Sunday, August 15, 2010

Exodus 10, 11, 12 The First Passover Feast

The Israelites Eat the Passover (illustration ...Image via Wikipedia

The Exodus of the Jewish people out of Egypt is such an amazing and fascinating account.  In Exodus 12:17 it states that about six hundred thousand men plus women and children left Egypt on foot.  This population was accompanied by their flocks and herds.  The departure was made possible because the Egyptians wanted them to leave as much as  the Israelites were anxious to leave.  Without both elements being in place, such a mass exodus would probably not have occurred.

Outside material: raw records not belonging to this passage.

PR #202, opened 2022-01-25
:construction: Lasagna concept exercise

jonmcalder:
First concept exercise


ErikSchierboom (commented):
Excellent! Do you want to continue working on this in this PR or want to work with follow-up PRs?

jonmcalder:
@ErikSchierboom Happy to carry on working in this PR a little further first thanks.

Hoping to get a review from @b4d8 and then update the docs. Will ping you for a review when ready to merge (but obviously will keep exercise status WIP in the config for a while until we have planned out and implemented a few more concept exercises later in the year and can hopefully move some to BETA).

b4D8:
Hi @jonmcalder, 

Great! I double checked the text and results. Everything looks good to me.
Here are some observations:

* I had a look at how the different tracks implement this and noticed a divergence in how the value of `expected_minutes_in_oven` is declared. A function is also used in Rust (const is explicitly out of scope) while Javascript, Python and Go rely on constants. Julia doesn't expect it to be declared at all. I was thinking we could also store the value in a variable rather that wrap it in a function. This would demonstrate the fact that variables are accessible from within a function (related to scoping rules and environments without naming or talking about those concepts directly). I don't have a strong opinion on this though.

* It doesn't seem really important but I also noticed that the actual value for `expected_minutes_in_oven` is set to 40 for Rust, Javascript, Go, Elixir and Python (also 60 for julia).. 🤷‍♂️

* Should we work on adding the following concepts: `function`, `variables`, `arithmetic`? We could then use a little summary as an introduction to the exercise (like [julia](https://github.com/exercism/julia/blob/main/exercises/concept/lasagna/.docs/introduction.md)?

* I also like the way [julia adds hints](https://github.com/exercism/julia/blob/main/exercises/concept/lasagna/.docs/hints.md). Even if R doesn't have an official online documentation for people working on the website, we could refer to [rdocumentation.org](https://www.rdocumentation.org/packages/base/versions/3.6.2/topics/Arithmetic) and `?"+"` for cli users.

* As for the next concept exercise, interestingly, also in julia, this exercise is followed by [documented-lasagna](https://github.com/exercism/julia/tree/main/exercises/concept/documented-lasagna) which asks the student to document the lasagna's functions. While it might seem inappropriate to introduce roxygen so early, it also give room to explaining how to request help `?` and use the documentation which I think could be of use for the student's journey. I prefer this approach to Python's which seems to force students to document all functions (in this exercise at least) which I think could be confusing. I we were to follow this road, using a function for `expected_minutes_in_oven` as it is would probably be less confusing.

ErikSchierboom:
> I had a look at how the different tracks implement this and noticed a divergence in how the value of expected_minutes_in_oven is declared. A function is also used in Rust (const is explicitly out of scope) while Javascript, Python and Go rely on constants. Julia doesn't expect it to be declared at all. I was thinking we could also store the value in a variable rather that wrap it in a function. This would demonstrate the fact that variables are accessible from within a function (related to scoping rules and environments without naming or talking about those concepts directly). I don't have a strong opinion on this though.

Different tracks make different decisions. For example, in C# I chose _not_ to use a constant, as I should then also explain what the difference between const and readonly is. It would also require more syntax to be learnt (the `const` keyword), which was not desirable for an introduction exercise that already introduces quite a bit. If it is nothing more than a variable in R, you could definitely consider it.

> It doesn't seem really important but I also noticed that the actual value for expected_minutes_in_oven is set to 40 for Rust, Javascript, Go, Elixir and Python (also 60 for julia).. 🤷‍♂️

Hmmm, that's odd :D 

> Should we work on adding the following concepts: function, variables, arithmetic? We could then use a little summary as an introduction to the exercise (like julia?

You could, but you don't have to. Most tracks have just one `basics` concept. This has two advantages:

1. It becomes easier to add as a prerequisite for other Concept Exercises (you just have to list `basics`, instead of having to list `functions`, `variables`, `arithmetic`).
2. You can have separate concepts for functions, arithmetic (and possibly variables) where you go much more in-depth , which is probably something you want anyway.

My recommendation would be to just have one `basics` concept.

> I also like the way julia adds hints. Even if R doesn't have an official online documentation for people working on the website, we could refer to rdocumentation.org and ?"+" for cli users.

Sounds like a good plan.

> As for the next concept exercise, interestingly, also in julia, this exercise is followed by documented-lasagna which asks the student to document the lasagna's functions. While it might seem inappropriate to introduce roxygen so early, it also give room to explaining how to request help ? and use the documentation which I think could be of use for the student's journey. I prefer this approach to Python's which seems to force students to document all functions (in this exercise at least) which I think could be confusing. I we were to follow this road, using a function for expected_minutes_in_oven as it is would probably be less confusing.

Is documentation an important part of R? If not, you don't _have_ to have a comments exercise (which is usually rather dull anyway). I think most tracks don't have a separate comments exercise, and just explain what comments are in the `basics` exercise.

jonmcalder:
Thanks @b4D8 and @ErikSchierboom - very helpful!

> Different tracks make different decisions. For example, in C# I chose _not_ to use a constant, as I should then also explain what the difference between const and readonly is. It would also require more syntax to be learnt (the `const` keyword), which was not desirable for an introduction exercise that already introduces quite a bit. If it is nothing more than a variable in R, you could definitely consider it.

I'll consider switching to a variable then, as it is really straightforward in R. My only concern would be that it kinda implicitly introduces the idea of scoping (R uses lexical scoping) which we'd want to ignore until a little later on in the learning track. I assume that's ok?

> My recommendation would be to just have one `basics` concept.

Thanks - will stick with `basics` for now and look to possibly go deeper into `functions` etc later on.
 
> Is documentation an important part of R? If not, you don't _have_ to have a comments exercise (which is usually rather dull anyway). I think most tracks don't have a separate comments exercise, and just explain what comments are in the `basics` exercise.

In R formal documentation usually involves adding skeleton comments adhering to a particular format which are used to generate docs in the officially supported format via an additional R library (`roxygen`). This is not required and usually only done when creating an R package so I think we should just stick with comments in the basic exercise and maybe introduce formal documenting of functions later on.

ErikSchierboom:
> My only concern would be that it kinda implicitly introduces the idea of scoping (R uses lexical scoping) which we'd want to ignore until a little later on in the learning track. I assume that's ok?

Yes. The first couple of Concept Exercises (and especially `basics`) can be a bit hand-wavey and gloss over these details. You would then likely have a separate exercise where you introduce scoping.

> This is not required and usually only done when creating an R package so I think we should just stick with comments in the basic exercise and maybe introduce formal documenting of functions later on.

👍

colinleach (approved):
As discussed in PR #202

colinleach (approved):

PR #621, opened 2023-11-23
Enhancement/577 Threshold values for Embeddings

### LINKED ISSUE #577: Threshold value for Embeddings

I am using classifai to provide suggestions to our editorial team for adding categories and tags to post as well as reapplying cats and tags to all of our posts for a big migration. The main problem i've found with embeddings is false positives when applying categories automatically in our migration, it would be great if you could add a threshold value to the embeddings, so that not all cats or tags get applied, but only ones that are highly relevant. This is already done in the IBM Watson interface and seems possible based on my quick glance of the openai api. 

### Designs

_No response_

_No response_

### Code of Conduct

faisal-alvi:
### Description of the Change

* This PR adds the threshold setting fields for each taxonomy in the Embeddings settings, allowing users to set the threshold value.
* The default value is set to 75%.
* These calculations are based on https://github.com/10up/classifai/issues/577#issuecomment-1808636943.

Closes #577

### Credits

Props @timatron @dkotter @faisal-alvi 

### Checklist:

### DIFF
--- a/includes/Classifai/Providers/OpenAI/EmbeddingCalculations.php
+++ b/includes/Classifai/Providers/OpenAI/EmbeddingCalculations.php
@@ -58,6 +58,13 @@ class EmbeddingCalculations {
 		// Do the math.
 		$distance = 1.0 - ( $combined_average / sqrt( $source_average * $compare_average ) );
 
+		/**
+		 * Filter the threshold for the similarity calculation.
+		 *
+		 * @param float $threshold The threshold to use.
+		 */
+		$threshold = apply_filters( 'classifai_threshold', $threshold );
+
 		// Ensure we are within the range of 0 to 1.0 (i.e. $threshold).
 		return max( 0, min( abs( (float) $distance ), $threshold ) );
 	}
--- a/includes/Classifai/Providers/OpenAI/EmbeddingCalculations.php
+++ b/includes/Classifai/Providers/OpenAI/EmbeddingCalculations.php
@@ -61,7 +61,12 @@ class EmbeddingCalculations {
 		/**
 		 * Filter the threshold for the similarity calculation.
 		 *
-		 * @param float $threshold The threshold to use.
+		 * @since 2.6.0
+		 * @hook classifai_threshold
+		 *
+		 * @param {float} $threshold The threshold to use.
+		 *
+		 * @return {float} The threshold to use.
 		 */
 		$threshold = apply_filters( 'classifai_threshold', $threshold );
 
--- a/includes/Classifai/Providers/OpenAI/EmbeddingCalculations.php
+++ b/includes/Classifai/Providers/OpenAI/EmbeddingCalculations.php
@@ -61,7 +61,7 @@ class EmbeddingCalculations {
 		/**
 		 * Filter the threshold for the similarity calculation.
 		 *
-		 * @since 2.6.0
+		 * @since 2.5.0
 		 * @hook classifai_threshold
 		 *
 		 * @param {float} $threshold The threshold to use.
--- a/includes/Classifai/Providers/OpenAI/EmbeddingCalculations.php
+++ b/includes/Classifai/Providers/OpenAI/EmbeddingCalculations.php
@@ -15,9 +15,11 @@ class EmbeddingCalculations {
 	 *
 	 * @param array $source_embedding Embedding data of the source item.
 	 * @param array $compare_embedding Embedding data of the item to compare.
+	 * @param float $threshold The threshold to use for the similarity calculation.
+	 *
 	 * @return bool|float
 	 */
-	public function similarity( array $source_embedding = [], array $compare_embedding = [] ) {
+	public function similarity( array $source_embedding = [], array $compare_embedding = [], $threshold = 1 ) {
 		if ( empty( $source_embedding ) || empty( $compare_embedding ) ) {
 			return false;
 		}
@@ -56,8 +58,8 @@ class EmbeddingCalculations {
 		// Do the math.
 		$distance = 1.0 - ( $combined_average / sqrt( $source_average * $compare_average ) );
 
-		// Ensure we are within the range of 0 to 2.0.
-		return max( 0, min( abs( (float) $distance ), 2.0 ) );
+		// Ensure we are within the range of 0 to 1.0 (i.e. $threshold).
+		return max( 0, min( abs( (float) $distance ), $threshold ) );
 	}
 
 }
--- a/includes/Classifai/Providers/OpenAI/Embeddings.php
+++ b/includes/Classifai/Providers/OpenAI/Embeddings.php
@@ -272,7 +272,7 @@ class Embeddings extends Provider {
 			// Sanitize the threshold setting.
 			$taxonomy_key = $taxonomy_key . '_threshold';
 			if ( isset( $settings['taxonomies'][ $taxonomy_key ] ) && '0' !== $settings['taxonomies'][ $taxonomy_key ] ) {
-				$threshold_value = min( absint( $settings['taxonomies'][ $taxonomy_key ] ), 100 );
+				$threshold_value                             = min( absint( $settings['taxonomies'][ $taxonomy_key ] ), 100 );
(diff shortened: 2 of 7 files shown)


includes/Classifai/Providers/OpenAI/EmbeddingCalculations.php
```diff
@@ -56,8 +58,15 @@ function( $x ) {
 		// Do the math.
 		$distance = 1.0 - ( $combined_average / sqrt( $source_average * $compare_average ) );
 
-		// Ensure we are within the range of 0 to 2.0.
-		return max( 0, min( abs( (float) $distance ), 2.0 ) );
+		/**
+		 * Filter the threshold for the similarity calculation.
+		 *
+		 * @param float $threshold The threshold to use.
+		 */
```
dkotter: This hook docblock will need updated to match our other hooks so it ends up in our doc site

includes/Classifai/Providers/Provider.php
```diff
@@ -446,6 +453,34 @@ public function render_checkbox_group( array $args = array() ) {
...
+	 */
+	public function render_threshold_field( $args, $option_value, $value ) {
+		printf(
+			'<p class="threshold_wrapper">
+				<label for="%1$s_%2$s_%3$s">%4$s</label>
+				<br>
+				<input type="number" id="%1$s_%2$s_%3$s" class="small-text" name="classifai_%1$s[%2$s][%3$s]" value="%5$s" />				
+			</p>',
+			esc_attr( $this->option_name ),
+			esc_attr( $args['label_for'] ),
```
dkotter: Wondering if we need a simple check here to ensure this value actually exists? Something like

```
esc_attr( $args['label_for'] ?? '' )
```

includes/Classifai/Providers/OpenAI/Embeddings.php
```diff
@@ -354,6 +363,34 @@ public function supported_post_types() {
...
+
+		// Convert $threshold (%) to decimal.
+		$threshold = 1 - ( (float) $threshold / 100 );
+
+		/**
+		 * Filter the threshold for the similarity calculation.
+		 *
+		 * @param float $threshold The threshold to use.
+		 * @param string $taxonomy The taxonomy to get the threshold for.
+		 */
```
dkotter: Same comment on this hook docblock

dkotter (changes requested):

dkotter (changes requested):
Note that there's some PHPCS warnings that we should look to fix: https://github.com/10up/classifai/actions/runs/6968812438/job/18963465180#step:8:16. Not sure why it's not showing this check as having failed, maybe we only fail on errors and not warnings? But these are easy enough to fix up so ideally we address these

EDIT: looked into this and seems it's due to the 10up-Default ruleset we extend, based on this line: https://github.com/10up/phpcs-composer/blob/master/10up-Default/ruleset.xml#L33

Personally I think we should remove this so we get failures on warnings, otherwise those items never get fixed up.

faisal-alvi:
@dkotter thanks for the feedback. I've implemented them (and also fixed the minor phpcs warnings). Please check.

> Personally I think we should remove this so we get failures on warnings, otherwise those items never get fixed up.

Agree. Should I raise a PR there?

includes/Classifai/Providers/OpenAI/EmbeddingCalculations.php
```diff
@@ -56,8 +58,20 @@ function( $x ) {
 		// Do the math.
 		$distance = 1.0 - ( $combined_average / sqrt( $source_average * $compare_average ) );
 
-		// Ensure we are within the range of 0 to 2.0.
-		return max( 0, min( abs( (float) $distance ), 2.0 ) );
+		/**
+		 * Filter the threshold for the similarity calculation.
+		 *
+		 * @since 2.6.0
```
dkotter:
```suggestion
		 * @since 2.5.0
```

includes/Classifai/Providers/OpenAI/Embeddings.php
```diff
@@ -354,6 +363,39 @@ public function supported_post_types() {
 		return apply_filters( 'classifai_openai_embeddings_post_types', $this->get_supported_post_types() );
 	}
 
+	/**
+	 * Get the threshold for the similarity calculation.
+	 *
+	 * @since 2.6.0
```
dkotter:
```suggestion
	 * @since 2.5.0
```

includes/Classifai/Providers/OpenAI/Embeddings.php
```diff
@@ -354,6 +363,39 @@ public function supported_post_types() {
...
+			$threshold = isset( $settings['taxonomies'][ $taxonomy . '_threshold' ] ) ? $settings['taxonomies'][ $taxonomy . '_threshold' ] : 75;
+		}
+
+		// Convert $threshold (%) to decimal.
+		$threshold = 1 - ( (float) $threshold / 100 );
+
+		/**
+		 * Filter the threshold for the similarity calculation.
+		 *
+		 * @since 2.6.0
```
dkotter:
```suggestion
		 * @since 2.5.0
```

includes/Classifai/Providers/Provider.php
```diff
@@ -446,6 +453,34 @@ public function render_checkbox_group( array $args = array() ) {
 		}
 	}
 
+	/**
+	 * Render a threshold field.
+	 *
+	 * @since 2.6.0
```
dkotter:
```suggestion
	 * @since 2.5.0
```

dkotter (changes requested):
In testing, found a few things:

1. When first going to the settings page, I don't see any default values for the thresholds. After saving the first time, they get set to 75% but those should be set on initial load:
Default values blank
2. If the Watson feature is turned off, doesn't seem we load the language-processing.css file, so styles aren't getting loaded:
Missing styles
3. Don't think this is a side-effect of this PR (probably due to changes in #609) but no longer seeing the Classify button if the feature is disabled on the post level:

Missing button

dkotter:
> Agree. Should I raise a PR there?

Yeah, or just make that change in this PR, either way works for me

faisal-alvi:
Thanks for the feedback. Changes are implemented.

> Don't think this is a side-effect of this PR (probably due to changes in https://github.com/10up/classifai/pull/609) but no longer seeing the Classify button if the feature is disabled on the post level

I have found that this is because the post status is being `auto-draft` on the first load and the plugin can not find it in the allowed post types list.

image

So as a fix, we can allow `auto-draft` if someone has allowed the `draft` type; no need to add a new post type in the settings.

includes/Classifai/Providers/Watson/NLU.php
```diff
@@ -145,7 +145,7 @@ public function get_default_settings() {
 	 * Register what we need for the plugin.
 	 */
 	public function register() {
-		if ( $this->has_access( 'content_classification' ) ) {
+		if ( $this->has_access( 'content_classification' ) || isset( $_GET['page'] ) && 'classifai' === $_GET['page'] ) { // phpcs:ignore WordPress.Security.NonceVerification.Recommended
```
dkotter: I'm not sure we'll want to add this conditional here. What this means is that even if the NLU feature is off, we register the NLU taxonomies anytime we're on any ClassifAI settings page (as well as load other functionality that isn't needed).

Unless there's something I'm missing, I think we can just take the same `enqueue_admin_assets` method here and load the correct assets in the Embeddings class, to ensure the assets we need are always loaded on that page. If both features are turned on, that's fine, as WordPress can handle the situation where an asset is enqueued twice.

dkotter (changes requested):

dkotter:
> I have found that this is because the post status is being auto-draft on the first load and the plugin can not find it in the allowed post types list.

I was testing with an already published item so I don't think that's the issue I was facing. In looking closer, it seems we have a conditional in our `gutenberg-plugin.js` file that only loads that button if NLU is enabled. Seems it was set up this way from the beginning and so that button has never shown for the Embeddings feature (which I was mistaken there, I thought I remember it being there but I guess not). I think it would be nice to show that button but that doesn't need to be handled in this PR.

dkotter (approved):

berkod (approved):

Joseph’s brothers, when they settled in the land of Goshen, were celebrities of a sort – they were relatives to the man second to Pharaoh.  If they remained so well liked and so comfortable, they might never have wanted to return to the land of Canaan.  But, God, in His sovereign wisdom, allowed the Israelites to become slaves and over time, to become extremely uncomfortable in Egypt.  Because the Egyptians started to fear them, they ordered that all Hebrew newborn males be murdered.  As the tensions increased, the Hebrew slaves were forced to work harder.  When Moses and Aaron began to demand that Pharaoh release the Hebrew slaves, tensions reached a peak.  Israelites who were willing to comply with Pharaoh soon understood just how untenable their position was.  As God revealed Himself to be the powerful God of Israel, more powerful than any Egyptian deity, the people of Israel began to worship God. 

In Exodus 12:27, after Moses explained to Israel what God was about to do, the people of Israel bowed down and worshipped.  It is interesting to note, that this is the second time that the people of Israel bowed their heads and worshipped.  The first time was when Moses, in Exodus 4:21, stood before the people of Israel and told them that God saw their misery and was ready to deliver them out of it.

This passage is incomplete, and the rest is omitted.